Not every justice on the court agreed with the majority decision. Justice Stevens wrote the minority opinion, saying the 5-4 ruling in favor of Citizens United, "threatens to undermine the integrity of elected institutions across the Nation. The path it has taken to reach its outcome will, I fear, do damage to this institution." He further wrote that "A democracy cannot function effectively when its constituent members believe laws are being bought and sold."
Is it possible that our democracy isn't the one we grew up with? Is it possible that the people we have been, the people we want to be, isn't who we are any more? John Cole, professor of history at the University of Michigan, gives ten reasons the United States is the most corrupt country in the world, and they all have to do with the contaminating influence of money.
Long ago, one of my professors wanted to illustrate the idea of integrity. He told this story:
Pat and River met in a bar. Pat asked River for sex. Offended, River said, “We just met. I’m not that kind of person.” Pat asked if River would have sex for $10,000,000. River said “Sure.” Pat handed over a ten dollar bill and said, “Let’s go.” River said, “What do you think I am?” Pat said, “We’ve already established what you are. Now we’re just haggling about the price.”

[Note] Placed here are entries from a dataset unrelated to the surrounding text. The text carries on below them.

PR #76, opened 2021-09-29
Tile and stitch images when snapshotting large views

NickEntin:


NickEntin:
```
❌  /Users/runner/work/AccessibilitySnapshot/AccessibilitySnapshot/Sources/AccessibilitySnapshot/Core/Swift/Classes/AccessibilitySnapshotView.swift:852:34: use of unresolved identifier 'Self'; did you mean 'self'?

            tileRect.origin.y += Self.tileSideLength
              ^
```

Oh Xcode 10... I think since we're gonna need a major release anyway, it's time to bump the minimum to Xcode 12.

Sources/AccessibilitySnapshot/iOSSnapshotTestCase/ErrorMessageFactory.swift
```diff
@@ -29,6 +29,11 @@ internal enum ErrorMessageFactory {
                 View is too large to render monochrome snapshot. Try setting useMonochromeSnapshot to false or use a \
                 different iOS version. In particular, this is known to fail on iOS 13, but was fixed in iOS 14.
                 """
+        case AccessibilitySnapshotView.Error.containedViewHasUnsupportedTransform:
```
efirestone, line 32: Same comment as the other PR...we should move these error message strings into a centralized spot. Non-blocking for sure.

efirestone (approved):

Sources/AccessibilitySnapshot/iOSSnapshotTestCase/ErrorMessageFactory.swift
NickEntin: Same issue here with the current module boundaries making that tricky. It's split up here the same way (shared for the Swift and Objective-C implementations of iOSSnapshotTestCase, but separate for the SnapshotTesting implementation), but I'll think about whether there's a way to combine those.

PR #8517, opened 2022-05-06
Update user-tags.md

faoquong:
@chrisda can we make it call into this URL https://docs.microsoft.com/en-us/microsoft-365/security/office-365-security/view-email-security-reports?view=o365-worldwide#top-senders-and-recipients-report


chrisda:
@faoquong, done.

Issue #8666, opened 2022-05-19
Bad path in example


pensivepaddle:
Wrong path in "Issue: Tamper protection is reported as disabled" section

`$ sudo grep -F '\[{tamperProtection}\]: Feature state:' /Library/Logs/Microsoftmdatpmicrosoft_defender_core.log \| tail -n 1`

should probably be 
`$ sudo grep -F '\[{tamperProtection}\]: Feature state:' /Library/Logs/Microsoft/mdatp/microsoft_defender_core.log | tail -n 1`

---
#### Document Details

⚠ *Do not edit this section. It is required for docs.microsoft.com ➟ GitHub issue linking.*

* ID: b466be31-a444-e4f0-f56e-1b514776df63
* Version Independent ID: b466be31-a444-e4f0-f56e-1b514776df63
* Content: [Protect macOS security settings with tamper protection](https://docs.microsoft.com/en-us/microsoft-365/security/defender-endpoint/tamperprotection-macos?view=o365-worldwide)
* Content Source: [microsoft-365/security/defender-endpoint/tamperprotection-macos.md](https://github.com/MicrosoftDocs/microsoft-365-docs/blob/public/microsoft-365/security/defender-endpoint/tamperprotection-macos.md)
* Product: **m365-security**
* Technology: **mde**
* GitHub Login: @mjcaparas
* Microsoft Alias: **macapara**

RAJU2529:
@mjcaparas Please verify PR #8668  and merge if correct.

yogkumgit:
@RAJU2529 Thank you very much for the contribution and updating the documentation with PR. @pensivepaddle Hope this update is helpful for you. Thanks for taking out some time to open the issue. Appreciate and encourage you to do the same in future also.

PR #8668, opened 2022-05-19
added backslash

RAJU2529:
as per user report #8666 , so i added backslash

Screenshot 2022-05-19 181959


denisebmsft (approved):
Thank you @RAJU2529

PR #8677, opened 2022-05-19
Updated named entities / DLP supported workloads to include Microsoft Defender for Cloud Apps

maberzin:
@chrfox - Named entities are now fully supported in the DLP solution for the Microsoft Defender for Cloud Apps workload (commercial cloud only; named entities are not yet available in the 3 gov clouds).


yogkumgit:
@JohanFreelancer9

JohanFreelancer9 (approved):

PR #8693, opened 2022-05-23
Remove single user in browser session requirement

oschreib:
Microsoft 365 Defender now supports accessing multiple tenants in the same browser session.


Dansimp:
moved this change to the private repo. Closing this PR

PR #8694, opened 2022-05-23
Update Access to Enable Archive

Charli-Rose:


cabailey:
No need to use the Actions menu when the Enable archive option is at the top of the page, as shown in the screenshot for step 3.  Do you not see this option your tenant?  From what I see in the tenants that I test with, accepting this PR would make the screenshot inaccurate & also the note about using search out of order.  If you prefer to use the Actions menu, that's fine but not our first choice for documented instructions.

Charli-Rose:
Understand. No, my current test admin does not have the ability to do this from the horizontal menu. I'll check again to be sure.

cabailey:
@Charli-Rose  Yes, please do check - sounds like a bug to me if you don't see it after selecting a user as per the instructions & screenshot. You should see either "Enable archive" (I fixed the casing to match the UI after checking this myself, which is why this PR now has a merge conflict) or "Disable archive" appear after the Refresh option. Note that you don't see this option until a user is selected.

Charli-Rose:
@cabailey The option that is described in the original document is now available.

cabailey:
@Charli-Rose  Somebody pointed out to me today that this option doesn't have an icon, which is unusual.  So it's possible not displaying might be down to a resolution issue, or a small window.  Similar options lose the display name when the window shrinks, but leaves the icon.  With no icon, we were wondering if it might "disappear" and this explains why you couldn't see it..

We're going to look into this but if you can reproduce it, please do report it to Support so this can go through official channels.  It might be a simple fix by adding an icon.

PR #8795, opened 2022-06-02
Update broken link in TOC.yml

gatesry:
Removing the broken link to the compliance section. On the Wayback machine, I found the old article but couldn't locate it within the MS Compliance repo.  @robmazz - Including you for visibility. 

image

image


robmazz:
@gatesry - thanks for the feedback, closing this and will fix (along with some other changes) on a separate PR.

The purpose of this post is to pose a question: If people who “donate” to prostitutes expect to get something for their money, isn’t it possible that people who donate millions to candidates and corporations who gobble small, independent media outlets like potato chips expect to get something for their money as well?
Lincoln contemporary and poet laureate of the United States Walt Whitman said, "Of all dangers to a nation, as things exist in our day, there can be no greater one than having certain portions of the people set off from the rest by a line drawn — they not privileged as others, but degraded, humiliated, made of no account." Whitman is talking about people being cut off from the blessings others enjoy. Do we have citizens born in America today who are "made of no account" as Whitman describes? Of course we do.
How can we fix that? One thing we must do is end corruption. Another thing we can do is seek out independent news groups and organizations (NPR is a beaut). We can contribute to candidates who don't take huge sums of money from questionable sources. We can spread the word to our friends.
Because if we take an interest in our country, maybe we can take it back.